KTUG
- Hudson, Wyoming; United States;
- Broadcast area: Lander and Riverton
- Frequency: 105.1 MHz
- Branding: 105.1 Jack FM

Programming
- Format: Adult hits
- Affiliations: Jack FM

Ownership
- Owner: Kairos Communications
- Sister stations: KDLY, KOVE

History
- First air date: July 10, 2009

Technical information
- Licensing authority: FCC
- Facility ID: 166002
- Class: C2
- ERP: 4,000 watts
- HAAT: 391 meters (1,283 ft)
- Transmitter coordinates: 42°34′42″N 108°42′46″W﻿ / ﻿42.57833°N 108.71278°W

Links
- Public license information: Public file; LMS;
- Webcast: Listen live
- Website: county10.com/ktug

= KTUG =

KTUG (105.1 FM, "Jack FM") is a radio station broadcasting an adult hits music format. Licensed to Hudson, Wyoming, United States, the station is currently owned by Kairos Communications and features programming from Fox News Radio and Jack FM. The station's transmitter is approximately 10 mi southeast of Lander near the east edge of the Wind River Range, shared with KCWC-TV.
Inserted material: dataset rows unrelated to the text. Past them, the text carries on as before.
PR #315, opened 2024-04-25
[CI-3437] Allows Purchases with the same orderId to be tracked for different keys

Mudaafi:
Gap has a single-cart system for multiple brands. This means we need to fire multiple purchase events on the beacon with the same orderId but to different keys. The current implementation prevents that, so I extended it to make it more flexible.

```
// previously
hasOrderId(orderId)

// now
hasOrderId({ orderId, apiKey })
hasOrderId({ orderId }) // also works
```

### DIFF
--- a/src/utils/helpers.js
+++ b/src/utils/helpers.js
@@ -113,8 +113,11 @@ const utils = {
     return null;
   },
 
-  hasOrderIdRecord(orderId) {
-    const orderIdHash = CRC32.str(orderId.toString());
+  hasOrderIdRecord({ orderId, apiKey }) {
+    let orderPerKeyId = orderId;
+    if (apiKey) orderPerKeyId = `${apiKey}-${orderId}`;
+
+    const orderIdHash = CRC32.str(orderPerKeyId.toString());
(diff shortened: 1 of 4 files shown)


src/utils/helpers.js
```diff
@@ -113,8 +113,11 @@ const utils = {
     return null;
   },
 
-  hasOrderIdRecord(orderId) {
-    const orderIdHash = CRC32.str(orderId.toString());
+  hasOrderIdRecord({ orderId, apiKey }) {
```
VincentGalloro, line 116: Does it matter that this change isn't backwards compatible? I guess as long as this helper is only called from the one spot it should be ok.

VincentGalloro (approved):
LGTM

src/utils/helpers.js
Mudaafi: yeah, this is an internal function from what I can tell so I figure a cleaner implementation is better than looping in backwards compatibility but this is also a really old function. Let's get some of the grand sages of the past to give a second review in case I missed something.

esezen (approved):
LGTM!

PR #316, opened 2024-05-06
[NO-CI] Fix version issue

esezen:


deomsj (approved):
👏🏻 Nice work, @esezen 👏🏻

thank you for the quick fix!

deomsj (approved):
👏🏻 Nice work, @esezen 👏🏻

thank you for the quick fix!

Mudaafi (approved):
Tried on a local sandbox w/ the bundled version and it works as expected. I wonder if we have this problem in os-ui-ac as well 🤔

sblaurock:
Would it be easier to just pull the version directly from package.json? Do we need a separate file to export the version number?

PR #318, opened 2024-05-23
[CI-3220]  Add ASA tracking functions and tests

stanlp1:
Checking with DS on some parameter definitions, expect those to be updated.

### DIFF
--- a/spec/src/modules/tracker.js
+++ b/spec/src/modules/tracker.js
@@ -8029,7 +8029,7 @@ describe(`ConstructorIO - Tracker${bundledDescriptionSuffix}`, () => {
       section: 'Products',
     };
 
-    it('Should respond with a valid response when term and required parameters are provided', (done) => {
+    it('Should respond with a valid response when intent and required parameters are provided', (done) => {
       const { tracker } = new ConstructorIO({
         apiKey: testApiKey,
         fetch: fetchSpy,
--- a/spec/src/modules/tracker.js
+++ b/spec/src/modules/tracker.js
@@ -26,7 +26,7 @@ const bundledDescriptionSuffix = bundled ? ' - Bundled' : '';
 const timeoutRejectionMessage = bundled ? 'AbortError: Aborted' : 'AbortError: The user aborted a request.';
 const testAnalyticsTag = { param1: 'test', param2: 'test2' };
 
-describe(`ConstructorIO - Tracker${bundledDescriptionSuffix}`, () => {
+describe.only(`ConstructorIO - Tracker${bundledDescriptionSuffix}`, () => {
   let fetchSpy = null;
   let cleanup;
   const jsdomOptions = { url: 'http://localhost.test/path/name?query=term&category=cat' };
@@ -8312,7 +8312,7 @@ describe(`ConstructorIO - Tracker${bundledDescriptionSuffix}`, () => {
     });
   });
 
-  describe('trackAssistantLoadStarted', () => {
+  describe.only('trackAssistantResultLoadStarted', () => {
     const requiredParameters = { intent: 'Show me cookie recipes' };
     const optionalParameters = {
       section: 'Products',
@@ -8346,7 +8346,7 @@ describe(`ConstructorIO - Tracker${bundledDescriptionSuffix}`, () => {
         done();
       });
 
-      expect(tracker.trackAssistantLoadStarted(requiredParameters)).to.equal(true);
+      expect(tracker.trackAssistantResultLoadStarted(requiredParameters)).to.equal(true);
     });
 
     it('Should respond with a valid response when term, required parameters and segments are provided', (done) => {
@@ -8372,7 +8372,7 @@ describe(`ConstructorIO - Tracker${bundledDescriptionSuffix}`, () => {
         done();
       });
 
-      expect(tracker.trackAssistantLoadStarted(requiredParameters)).to.equal(true);
+      expect(tracker.trackAssistantResultLoadStarted(requiredParameters)).to.equal(true);
     });
 
     it('Should respond with a valid response when required parameters and userId are provided', (done) => {
@@ -8398,7 +8398,7 @@ describe(`ConstructorIO - Tracker${bundledDescriptionSuffix}`, () => {
         done();
       });
 
-      expect(tracker.trackAssistantLoadStarted(requiredParameters)).to.equal(true);
+      expect(tracker.trackAssistantResultLoadStarted(requiredParameters)).to.equal(true);
     });
 
     it('Should respond with a valid response when required parameters and testCells are provided', (done) => {
@@ -8424,7 +8424,7 @@ describe(`ConstructorIO - Tracker${bundledDescriptionSuffix}`, () => {
         done();
       });
 
-      expect(tracker.trackAssistantLoadStarted(requiredParameters)).to.equal(true);
+      expect(tracker.trackAssistantResultLoadStarted(requiredParameters)).to.equal(true);
     });
 
     it('Should respond with a valid response when required and optional parameters are provided', (done) => {
@@ -8449,19 +8449,19 @@ describe(`ConstructorIO - Tracker${bundledDescriptionSuffix}`, () => {
         done();
       });
 
-      expect(tracker.trackAssistantLoadStarted(Object.assign(requiredParameters, optionalParameters))).to.equal(true);
+      expect(tracker.trackAssistantResultLoadStarted(Object.assign(requiredParameters, optionalParameters))).to.equal(true);
     });
 
     it('Should throw an error when no parameters are provided', () => {
       const { tracker } = new ConstructorIO({ apiKey: testApiKey });
 
-      expect(tracker.trackAssistantLoadStarted()).to.be.an('error');
+      expect(tracker.trackAssistantResultLoadStarted()).to.be.an('error');
     });
 
     it('Should throw an error when invalid parameters are provided', () => {
       const { tracker } = new ConstructorIO({ apiKey: testApiKey });
 
-      expect(tracker.trackAssistantLoadStarted()).to.be.an('error');
+      expect(tracker.trackAssistantResultLoadStarted()).to.be.an('error');
     });
 
     it('Should send along origin_referrer query param if sendReferrerWithTrackingEvents is true', (done) => {
@@ -8486,7 +8486,7 @@ describe(`ConstructorIO - Tracker${bundledDescriptionSuffix}`, () => {
         done();
       });
 
-      expect(tracker.trackAssistantLoadStarted(requiredParameters)).to.equal(true);
+      expect(tracker.trackAssistantResultLoadStarted(requiredParameters)).to.equal(true);
     });
 
     it('Should not send along origin_referrer query param if sendReferrerWithTrackingEvents is false', (done) => {
@@ -8511,7 +8511,7 @@ describe(`ConstructorIO - Tracker${bundledDescriptionSuffix}`, () => {
         done();
       });
 
-      expect(tracker.trackAssistantLoadStarted(requiredParameters)).to.equal(true);
+      expect(tracker.trackAssistantResultLoadStarted(requiredParameters)).to.equal(true);
     });
 
     if (!skipNetworkTimeoutTests) {
@@ -8526,7 +8526,7 @@ describe(`ConstructorIO - Tracker${bundledDescriptionSuffix}`, () => {
           done();
         });
 
-        expect(tracker.trackAssistantLoadStarted(requiredParameters, { timeout: 10 })).to.equal(true);
+        expect(tracker.trackAssistantResultLoadStarted(requiredParameters, { timeout: 10 })).to.equal(true);
       });
 
       it('Should be rejected when global network request timeout is provided and reached', (done) => {
@@ -8543,7 +8543,7 @@ describe(`ConstructorIO - Tracker${bundledDescriptionSuffix}`, () => {
           done();
         });
 
-        expect(tracker.trackAssistantLoadStarted(requiredParameters)).to.equal(true);
+        expect(tracker.trackAssistantResultLoadStarted(requiredParameters)).to.equal(true);
       });
     }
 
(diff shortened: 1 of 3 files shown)


src/modules/tracker.js
```diff
@@ -2235,6 +2235,391 @@ class Tracker {
     return new Error('parameters are required of type object');
   }
 
+  /**
+   * Send ASA request submitted event
+   *
+   * @function trackAssistantSubmit
+   * @param {object} parameters - Additional parameters to be sent with request
+   * @param {string} parameters.intent - Intent of of user request
```
esezen, line 2243: `Intent of of user request`

src/modules/tracker.js
```diff
@@ -2235,6 +2235,391 @@ class Tracker {
...
+
+    this.requests.send();
+
+    return new Error('parameters are required of type object');
+  }
+
+  /**
+   * Send assistant results page load started
+   *
+   * @function trackAssistantLoadStarted
```
esezen, line 2299: Not a big deal and I don't have a very strong preference but I would prefer `trackAssistantResultLoadStarted`. I think the name is a bit confusing with the word `result` in it

src/modules/tracker.js
```diff
@@ -2235,6 +2235,391 @@ class Tracker {
...
+    return new Error('parameters are required of type object');
+  }
+
+  /**
+   * Send assistant results page load finished
+   *
+   * @function trackAssistantLoadFinished
+   * @param {object} parameters - Additional parameters to be sent with request
+   * @param {string} parameters.intent - Intent of of user request
+   * @param {string} parameters.searchResultCount - Number of search results loaded
```
esezen, line 2357: `number`

src/modules/tracker.js
```diff
@@ -2235,6 +2235,391 @@ class Tracker {
...
+   * @param {string} [parameters.section] - The section name for the item Ex. "Products"
+   * @param {string} [parameters.intentResultId] - The intent result id from the ASA response
+   * @param {object} [networkParameters] - Parameters relevant to the network request
+   * @param {number} [networkParameters.timeout] - Request timeout (in milliseconds)
+   * @returns {(true|Error)}
+   * @description Assistant results page load begun (but has not necessarily loaded completely)
```
esezen, line 2363: Copy paste from load start. I believe this needs to change

src/modules/tracker.js
```diff
@@ -2235,6 +2235,391 @@ class Tracker {
...
+
+    this.requests.send();
+
+    return new Error('parameters are required of type object');
+  }
+
+  /**
+   * Send assistant results page load finished
+   *
+   * @function trackAssistantLoadFinished
```
esezen, line 2354: Same as above, we might want to add `result` in the name if we do it for the start function

src/modules/tracker.js
```diff
@@ -2235,6 +2235,391 @@ class Tracker {
     return new Error('parameters are required of type object');
   }
 
+  /**
+   * Send ASA request submitted event
+   *
+   * @function trackAssistantSubmit
+   * @param {object} parameters - Additional parameters to be sent with request
+   * @param {string} parameters.intent - Intent of of user request
+   * @param {string} [parameters.section] - The section name for the item Ex. "Products"
```
esezen, line 2244: Why do we have `[parameters.section="Products"]` in some functions but `[parameters.section]` in others? Is it intentional?

src/modules/tracker.js
```diff
@@ -2235,6 +2235,391 @@ class Tracker {
...
+
+    this.requests.send();
+
+    return new Error('parameters are required of type object');
+  }
+
+  /**
+   * Send ASA search submitted event
+   *
+   * @function trackAssistantSearchSubmit
```
esezen, line 2550: What is the difference between this and `trackAssistantSubmit`?

esezen (changes requested):
Thanks for working on this! I left some comments about the docs. Let me know what you think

The station once carried a Contemporary Christian format, and was known as "105.1 The Ledge". It was owned by Higher Calling Communications.

KTUG was purchased in 2021 from Morcom Broadcasting by Kairos Communications.
This brought the station two sister stations, KDLY and KOVE, which were also purchased by Kairos in 2021 from Fremont Broadcasting.

Kairos also owns County10, an online news source in Fremont County.